The branching strategy that Codex / GPT 5.2-codex went with was effectively what I had in mind. Codex / Opus 4.5 needed a reminder to use the --no-ff flag – another preference that could be baked into the skill definition.
Orchestration: putting it all together
Tying together agentic planning, implementation, and review, here is an overview of what the full process looks like:
- Planning
- Human drafts initial spec or problem statement
- Human + planning agent iterate
- Planning agent + review agent further iterate. Repeat until…

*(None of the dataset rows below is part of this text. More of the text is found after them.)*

PR #845, opened 2025-06-20
[LEF-157] add staleness check in oracle querier

larry0x:
> [!IMPORTANT]
> Add staleness check to `OracleQuerier` to ensure prices are not older than `MAX_ORACLE_STALENESS`, updating relevant modules and adding tests.
> 
>   - **Behavior**:
>     - Introduces staleness check in `OracleQuerier` to ensure prices are not older than `MAX_ORACLE_STALENESS`.
>     - Updates `swap_exact_amount_in` in `router.rs` to use `OracleQuerier` with staleness check.
>     - Updates `cron_execute` in `cron.rs` to use `OracleQuerier` with staleness check.
>     - Updates `provide_liquidity` and `swap_exact_amount_in` in `execute.rs` to use `OracleQuerier` with staleness check.
>     - Updates `query_simulate_swap_exact_amount_in` in `query.rs` to use `OracleQuerier` with staleness check.
>   - **Constants**:
>     - Adds `MAX_ORACLE_STALENESS` constant in `lib.rs` to define maximum staleness duration.
>   - **Tests**:
>     - Adds tests in `oracle_querier.rs` to verify staleness check functionality in `OracleQuerier`.
> 
> <sup>This description was created by </sup>[Ellipsis](https://www.ellipsis.dev?ref=left-curve%2Fleft-curve&utm_source=github&utm_medium=referral)<sup> for 58035e9cc3be485551aac87f7047b91650704402. You can [customize](https://app.ellipsis.dev/left-curve/settings/summaries) this summary. It will automatically update as commits are pushed.</sup>

PR #868, opened 2025-06-25
Passive order type

larry0x:


dango/testing/tests/dex_proptests.rs
```diff
@@ -93,8 +96,9 @@ fn register_fixed_price(
                 denom => dango_types::oracle::PriceSource::Fixed {
                     humanized_price,
                     precision,
-                    timestamp: 0,
-                }
+                    // Use a very recent time to avoid the "price is too old" error.
+                    timestamp: MOCK_GENESIS_TIMESTAMP,
+                },
```
larry0x, line 101: @apollo-sturdy We need to do this because of #845.

PR #875, opened 2025-06-29
chore: address a new lint introduced in rust 1.88

larry0x:
> [!IMPORTANT]
> Update string formatting to new syntax across multiple files for Rust 1.88 compatibility.
> 
>   - **String Formatting**:
>     - Update to use new format string syntax in `indexer.rs`, `margin.rs`, `abci.rs`, `main.rs`, `dec.rs`, `int.rs`, `prefix.rs`, `reply.rs`, `coin_pair.rs`, `environment.rs`, `client.rs`, `build_graphql_schema.rs`, `grug.rs`, `blocks.rs`, `server.rs`, `error.rs`, `datetime.rs`.
>     - Examples include changing `format!("{}", var)` to `format!("{var}")`.
>   - **Error Handling**:
>     - Update error message formatting in `error.rs` to use new syntax.
>   - **Logging**:
>     - Update logging statements to use new format string syntax in `server.rs` and `blocks.rs`.
> 
> <sup>This description was created by </sup>[Ellipsis](https://www.ellipsis.dev?ref=left-curve%2Fleft-curve&utm_source=github&utm_medium=referral)<sup> for 0b6cf82ad7a75c00b38502ac511bbea07175af3b. You can [customize](https://app.ellipsis.dev/left-curve/settings/summaries) this summary. It will automatically update as commits are pushed.</sup>

### DIFF
--- a/grug/testing/tests/reply.rs
+++ b/grug/testing/tests/reply.rs
@@ -131,7 +131,7 @@ mod replier {
     pub fn reply(ctx: SudoCtx, msg: ReplyMsg, res: SubMsgResult) -> StdResult<Response> {
         let msg = match (res, msg) {
             (GenericResult::Err(wee), ReplyMsg::Fail(execute_msg)) => {
-                println!("replying with error: {}", wee);
+                println!("replying with error: {wee}");
                 execute_msg
             },
             (GenericResult::Ok(_), ReplyMsg::Ok(execute_msg)) => execute_msg,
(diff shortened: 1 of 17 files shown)


grug/testing/tests/reply.rs
```diff
@@ -131,7 +131,7 @@ mod replier {
     pub fn reply(ctx: SudoCtx, msg: ReplyMsg, res: SubMsgResult) -> StdResult<Response> {
         let msg = match (res, msg) {
             (GenericResult::Err(wee), ReplyMsg::Fail(execute_msg)) => {
-                println!("replying with error: {}", wee);
+                println!("replying with error: {wee}");
```
larry0x, line 134: I think this variable should be called `err` instead of `wee`, should be a type, but `wee` sounds funny so I'll keep it.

- Human approves final plan
- Implementation
- Implementation agent writes code/performs task
- Review agent provides structured feedback
- Agents iterate until either ready for human review or human intervention
- Human reviews, either reinitializes the loop with additional context or accepts
Differences from guided workflow
In On working with agentic models, part II, I mentioned that compacting or starting new sessions after milestones both improves output quality and reduces token usage. In this more automated process, where models can work on a sequence of tasks for extended periods of time without human intervention, the manual compacting step largely goes away. I wonder, then, if an ephemeral reviewer offsets the potential drift in quality of a long-running implementer. My anecdotal experience has been that it does pan out.